2019-04-25 14:04:00,419 | DEBUG | Async client internal exception occurred with no exception listener registered: java.util.ConcurrentModificationException | org.apache.activemq.ActiveMQConnection | ActiveMQ VMTransport: vm://localhost#108 java.util.ConcurrentModificationException at java.util.HashMap$HashIterator.nextNode(HashMap.java:1445) at java.util.HashMap$EntryIterator.next(HashMap.java:1479) at java.util.HashMap$EntryIterator.next(HashMap.java:1477) at java.util.HashMap.putMapEntries(HashMap.java:512) at java.util.HashMap.<init>(HashMap.java:490) at org.apache.activemq.command.Message.copy(Message.java:160) at org.apache.activemq.command.ActiveMQMessage.copy(ActiveMQMessage.java:69) at org.apache.activemq.command.ActiveMQTextMessage.copy(ActiveMQTextMessage.java:58) at org.apache.activemq.command.ActiveMQTextMessage.copy(ActiveMQTextMessage.java:53) at org.apache.activemq.ActiveMQConnection$3.processMessageDispatch(ActiveMQConnection.java:1840) at org.apache.activemq.command.MessageDispatch.visit(MessageDispatch.java:113) at org.apache.activemq.ActiveMQConnection.onCommand(ActiveMQConnection.java:1828) at org.apache.activemq.transport.ResponseCorrelator.onCommand(ResponseCorrelator.java:116) at org.apache.activemq.transport.MutexTransport.onCommand(MutexTransport.java:50) at org.apache.activemq.transport.vm.VMTransport.iterate(VMTransport.java:275) at org.apache.activemq.thread.DedicatedTaskRunner.runTask(DedicatedTaskRunner.java:112) at org.apache.activemq.thread.DedicatedTaskRunner$1.run(DedicatedTaskRunner.java:42)
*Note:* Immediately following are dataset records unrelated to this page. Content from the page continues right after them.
PR #1161, opened 2021-03-05
Rows -> Maximum Records

### LINKED ISSUE #1152: Event log Rows Drop down not changing the number of rows displayed
When changing the rows drop down in the Event Log the display is not displaying the total number of rows selected.

hishamco:
Fixes #1152

### DIFF
--- a/Oqtane.Client/Modules/Admin/Logs/Index.razor
+++ b/Oqtane.Client/Modules/Admin/Logs/Index.razor
@@ -36,7 +36,7 @@ else
                 </select>
             </td>
             <td>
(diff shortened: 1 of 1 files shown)


thabaum (changes requested):
Would "Max Rows" be a better solution to utilize less screen space and still make it more clear?

hishamco:
I was thinking about that, before I push the PR ;)

sbwalker:
It is the word "Rows" which is causing the confusion described in #1152 - that is why the suggestion was to change the label to "Maximum Records" so that it is clear that the dropdown has no correlation to the number of rows displayed on the screen.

I found vaguely similar issues AMQ-4092, AMQ-5664, and AMQ-5934. Those along with https://stackoverflow.com/questions/12644272/activemq-message-groups-concurrentmodificationexception also indicate that messages are being dispatched concurrently and that there is a potential workaround with a KahaDB setting concurrentStoreAndDispatchQueues ="false" which according to what I've read has potentially serious throughput implications.
I looked a bit at the ActiveMQ code from git (the activemq-5.15.x branch) and at a glance based on the above stack trace and the way the current code looks it to me looks like maybe the incoming ActiveMQTextMessage instance is handed to N concurrent dispatchers, which then tries to copy the message but that this is suffering from some race condition.
Looking at the Message base class the exception happens on line 160
copy.properties = new HashMap<String, Object>(properties);
- Should it be using ConcurrentHashMap perhaps?
- Is there something in the parent thread that delegates message dispatching to other threads that can end up modifying or maybe clearing the source object and doing so before all dispatchers are at least done copying data? I did not dig deep enough to figure out the details of how this dispatching is done and what degree of synchronization exists there.